Our final ARIMA model parameters are (1, 0, 1). Since the data already was stationary no differencing is applied hence parameter d is 0.
As stated previously the forecasted returns are compared to the actual return from the testing data. The following code splits the stock data into training data set and a test data set.
DANSKE_train = DANSKE.CO[1:splitpoint]
DANSKE_test = DANSKE.CO[(splitpoint+1):nrow(DANSKE.CO)]
The ARIMA model is fitted on the training data with previously chosen parameters.
fit = arima(DANSKE_train, order = c(1, 0, 1),include.mean=FALSE)
We can call a summary of a fitted model to read coefficients, standard errors etc.
summary(fit)
##
## Call:
## arima(x = DANSKE_train, order = c(1, 0, 1), include.mean = FALSE)
##
## Coefficients:
## ar1 ma1
## -0.3741 0.2835
## s.e. 0.2249 0.2296
##
## sigma^2 estimated as 0.0003054: log likelihood = 1277.19, aic = -2548.38
##
## Training set error measures:
## ME RMSE MAE MPE MAPE MASE ACF1
## Training set -0.00195476 0.01747623 0.01220819 NaN Inf 0.6558061 -0.002583976
The table is not very pleasant to look at with this site’s formatting, but I wasn’t able to find a better solution for now. Just by looking at the ratio between the coefficients and the standard error neither looks very significant. A simple command should confirm my suspicion.
coeftest(fit)
##
## z test of coefficients:
##
## Estimate Std. Error z value Pr(>|z|)
## ar1 -0.37409 0.22489 -1.6635 0.09622 .

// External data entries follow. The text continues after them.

PR #203, opened 2022-07-15
datastreams: contrib service writers state the service name

ppanero:
**Needs tests fixing**

### DIFF
--- a/invenio_vocabularies/datastreams/writers.py
+++ b/invenio_vocabularies/datastreams/writers.py
@@ -39,7 +39,7 @@ class BaseWriter(ABC):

## ma1 0.28348 0.22960 1.2347 0.21695
## ---
## Signif. codes: 0 '***' 0.001 '**' 0.01 '*' 0.05 '.' 0.1 ' ' 1
As suspected there are no significance of either variables. This will probably come even more clear when we later plot the actual returns against the forecasted returns.

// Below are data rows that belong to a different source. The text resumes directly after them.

PR #225, opened 2022-09-20
custom fields: use underscore to split namespace from name in relatio…

### LINKED ISSUE #224: replace `:` by `_` in namespaces for cf relations
https://github.com/inveniosoftware/invenio-vocabularies/blob/master/invenio_vocabularies/records/systemfields/relations.py#L38

ppanero:
- closes #224

### DIFF
--- a/invenio_vocabularies/records/systemfields/relations.py
+++ b/invenio_vocabularies/records/systemfields/relations.py
@@ -35,8 +35,9 @@ class CustomFieldsRelation(RelationsField):
         relations = {}
         for cf in custom_fields:
             if getattr(cf, "relation_cls", None):
-                relations[cf.name] = cf.relation_cls(
-                    f"custom_fields.{cf.name}",
+                rel_name = cf.name.replace(":", "_")  # for namespaces
+                relations[rel_name] = cf.relation_cls(
+                    f"custom_fields.{cf.name}",  # needs : due to ES field name
                     keys=cf.field_keys,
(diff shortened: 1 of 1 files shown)


invenio_vocabularies/records/systemfields/relations.py
```diff
@@ -35,8 +35,9 @@ def _fields(self):
         relations = {}
         for cf in custom_fields:
             if getattr(cf, "relation_cls", None):
-                relations[cf.name] = cf.relation_cls(
-                    f"custom_fields.{cf.name}",
+                rel_name = cf.name.replace(":", "_")  # for namespaces
+                relations[rel_name] = cf.relation_cls(
```
slint, line 39: I guess this is for being able to `.`-access fields without having to use `getattr`? Not sure how often it's needed but it's probably good for debugging in any case.

slint (approved):
LGTM, just a comment on the usage of this.

invenio_vocabularies/records/systemfields/relations.py
ppanero: Yes, is it would be slightly inconsistent naming wise (i.e. json attr vs programatic attr). But with the `:` we could not `.` access the field.

zzacharo: I had ended up to the same thing in the past but I kept it like that so we are consistent. Otherwise, it will create confusion....

ppanero:
Not clear if we want to do this atm, it might be hard to talk to the users. Is just a programatic issue.

PR #231, opened 2022-11-02
Read-only mode

max-moser:
Requires https://github.com/inveniosoftware/invenio-records-permissions/pull/86


max-moser:
The tests here go via the services rather than the resources/API because no write-operation endpoints are exposed.

utnapischtim:
closed due to inactivity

The return equation from the model can be written as:
\[ y_{t}=-0.3741*y_{t-1}+0.2835*\varepsilon_{t-1} \]
Evaluating
The log returns are forecasted. We are not going to bother plot the forecasted returns for now due the size of the sample.
arima.forecast = forecast(fit, h = 12,level=99)
The forecasted returns are converted to an xts-object, which is used later to plot forecasted returns vs. actual returns.
DANSKE_forecasts = xts(arima.forecast[["mean"]], order.by = index(DANSKE_test))
colnames(DANSKE_forecasts) = c("Forecasted")
The actual returns and forecasted returns are merged before it’s plotted.
DANSKE_compare = merge(DANSKE_test, DANSKE_forecasts)
colnames(DANSKE_compare) = c("Actual", "Forecasted")
Finally, lets plot the actual returns against the forecasted returns.
plot(DANSKE_compare, main="Actual vs. Forecasted Returns")
That’s a bit underwhelming but expected. I guess this proofs the market efficiency hypothesis?
Below is a table with the accuracy of the forecast. The accuracy is binary and is determined by the sign of the actual and forecasted returns. If the signs are equal the accuracy is 1 otherwise 0. This accuracy metric leaves a lot to be desired, but let’s roll with it.
DANSKE_compare$Accuracy = sign(DANSKE_compare$Actual)==sign(DANSKE_compare$Forecasted)
print(DANSKE_compare)
## Actual Forecasted Accuracy
## 2019-07-17 -0.0299539883 -7.724654e-04 1
## 2019-07-18 0.0063554456 2.889738e-04 1
## 2019-07-19 -0.0009751147 -1.081030e-04 1
## 2019-07-22 -0.0083272388 4.044058e-05 0
## 2019-07-23 0.0209304399 -1.512853e-05 0
## 2019-07-24 -0.0077370114 5.659477e-06 0
## 2019-07-25 0.0106229682 -2.117170e-06 0
## 2019-07-26 -0.0184203080 7.920184e-07 0
## 2019-07-29 0.0014666442 -2.962884e-07 0
## 2019-07-30 -0.0238282666 1.108394e-07 0
## 2019-07-31 0.0030970403 -4.146423e-08 0
## 2019-08-01 0.0000000000 1.551148e-08 0
Out of 12 days the model predicted the sign of the return correct two days. In other words, do not expect this model to gain the financial system and make you rich anytime soon.